Satan then tempts Jesus a second and third time with power and fame. Jesus responds again with the word of God.

In a sense, Satan offers Jesus what he offered Adam and Eve. He tempts with basic physical needs and with more emotional ones as well. He offers food to take and eat, and he offers power and fulfillment and happiness. And really, is there anything wrong with these things?

After all, doesn’t God want us to be happy? What’s wrong with pursuing happiness? Isn’t it one of our God given rights?

First off, God is not opposed to earthly pleasures, He infuses them with a foundation of meaning. Jesus isn’t a Gnostic, nor are his followers, they don’t disconnect the spiritual from the physical. Calls to fasting aren’t meant to deny ourselves of physical things so that we can concentrate on “spiritual” things, but so we can redeem the physical things as spiritual things. Food can become substantive and enjoyable instead of one more thing we shove into a gaping hole. So can entertainment, relationships, sex and other pleasures.

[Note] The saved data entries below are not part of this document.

Issue #56030, opened 2023-10-08
Switch not narrowed when there is an extra pair of braces. 


JeanMeche:
### 🔎 Search Terms

* switch
* narrowing

### 🕗 Version & Regression Information

This is not a regression, it never worked. 

### ⏯ Playground Link

https://www.typescriptlang.org/play?ts=5.2.2#code/JYOwLgpgTgZghgYwgAgEJwM4oN4ChnJgCeADhAFzIDkMA9rVcgD7UBGcUVuAvrrqJFiIUAMXrIIAD0ggAJhjSYc+QqQrU6DANwrNlDGCigA5jt79w0eEkVQJ0iHIXosyPAWJlKVdpx0FfShAAVwBbVmgzPhhgkAQwYFoQZGMIMAA1AAoASkoxWmZbNxUCKDTgqGSQgBtqgEIo3AQkg2QAN2QAXhS0rOydfhhMzLaAOk8IbK7O7p8OKin3dvG1Hj5cAHoN5AB1WigAawxcDAB3YDAEAAtkEZWyReQt5AAeGc6VBCU2efIS5d8-gIyFYZTgBwGBC+rho9Cof2By00QICYIha022wAIrQIAoQLQwMhTvsDidzpcbsMxhNso9nm8Zp9vnNOAjgWNAf9QRBwZDkNCULCGOyCGNkdy0WYgA

### 💻 Code

```ts
interface Base {
  type: 'foo' | 'bar'
}

interface Foo extends Base {
  type: 'foo';
  foo: string;
}

interface Bar extends Base {
  type: 'bar';
  bar: number;
}

function getV(): Foo | Bar {
    return null!;
}

const v = getV();

if((v.type) === 'bar') {
  v.type
}


// Works
switch (v.type) { // <===
  case 'bar':
    v.bar;
    break;

  case 'foo':
    v.foo;
    break;
}

// Does not work
switch ((v.type)) { // <===
  case 'bar':
    v.bar; // KO
    break;

  case 'foo':
    v.foo; // KO
    break;
}
```

### 🙁 Actual behavior

With extra braces in the `switch`, narrowing is broken. 

```
switch ((v.type)) { // <=== extra braces
  case 'bar':
    console.log(v.bar);
    break;

  case 'foo':
    console.log(v.foo);
    break;
}
```

### 🙂 Expected behavior

`switch ((v.type))` should behave as `switch (v.type)`. 

There is no such issue on a `if` condition.

PR #56020, opened 2023-10-07
Ignore awaited self tail calls when collecting the return type of an async function

Andarist:
closes https://github.com/microsoft/TypeScript/issues/55973
expands https://github.com/microsoft/TypeScript/pull/53995

cc @RyanCavanaugh

PR #56035, opened 2023-10-08
Fixed type narrowing in switch statements with parenthesized expressions

Andarist:
fixes https://github.com/microsoft/TypeScript/issues/56030

### DIFF
--- a/src/compiler/checker.ts
+++ b/src/compiler/checker.ts
@@ -27446,7 +27446,7 @@ export function createTypeChecker(host: TypeCheckerHost): TypeChecker {
         }
 
         function getTypeAtSwitchClause(flow: FlowSwitchClause): FlowType {
-            const expr = flow.switchStatement.expression;
+            const expr = skipParentheses(flow.switchStatement.expression);
             const flowType = getTypeAtFlowNode(flow.antecedent);
             let type = getTypeFromFlowType(flowType);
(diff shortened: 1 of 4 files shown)


JoostK:
Ah, you beat me to it :) I would have thought it was something like this. Thanks for providing the fix (and the _incredible_ work you do for TypeScript, really)

Andarist:
Thanks :)

jakebailey (approved):

jakebailey:
I merged this, but I should have run the tests. In light of #56020, is there a problem here in JS code which casts the argument to a `switch`, e.g.:

```js
switch (/** @type { "a" | "b" } */ (foo)) {
	case "a":
		return;
	default: {
		const x: "b": foo
	}
}
```

jakebailey:
Ah, yes, you should be using:

```
skipParentheses(node, /*excludeJSDocTypeAssertions*/ true)
```

jakebailey:
Hm, I can't seem to make a test case where this fails. I thought this would show a difference but it does not:

```ts
// @strict: true
// @noEmit: true
// @checkJs: true
// @allowJs: true

// @filename: index.js

let value = "";

switch (/** @type {"foo" | "bar"} */ (value)) {
  case "bar":
    value;
    break;

  case "foo":
    value;
    break;

  case "invalid":
    value;
    break;
}
```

A theologian named Pascal once wrote about a “God shaped hole” that exists in all of us. He argued that every human being was created with a place inside of them that can only be filled up by the presence of God. He went on to say that humans make the mistake of trying to fill that hole with other things, the things that make them “happy”.

The God-shaped hole in the human heart is in fact an infinite and terrifying abyss, Pascal said, which I try to cover over with all sorts of false facades. But then a crack appears in the facade, and I see through it the well of eternal nothingness plunging down forever, and I hurl myself back in total horror.

Can I pour alcohol through the crack in the facade and fill the primordial abyss of nonbeing and remove the unbearable terror? This does not work for very long. Sigmund Freud said in Civilization and Its Discontents that no mood-altering chemicals ultimately perform this job satisfactorily. For a while Freud thought that cocaine could safely do this, and had to learn the hard way, through his own personal experience, that in the long run it worked no better than alcohol.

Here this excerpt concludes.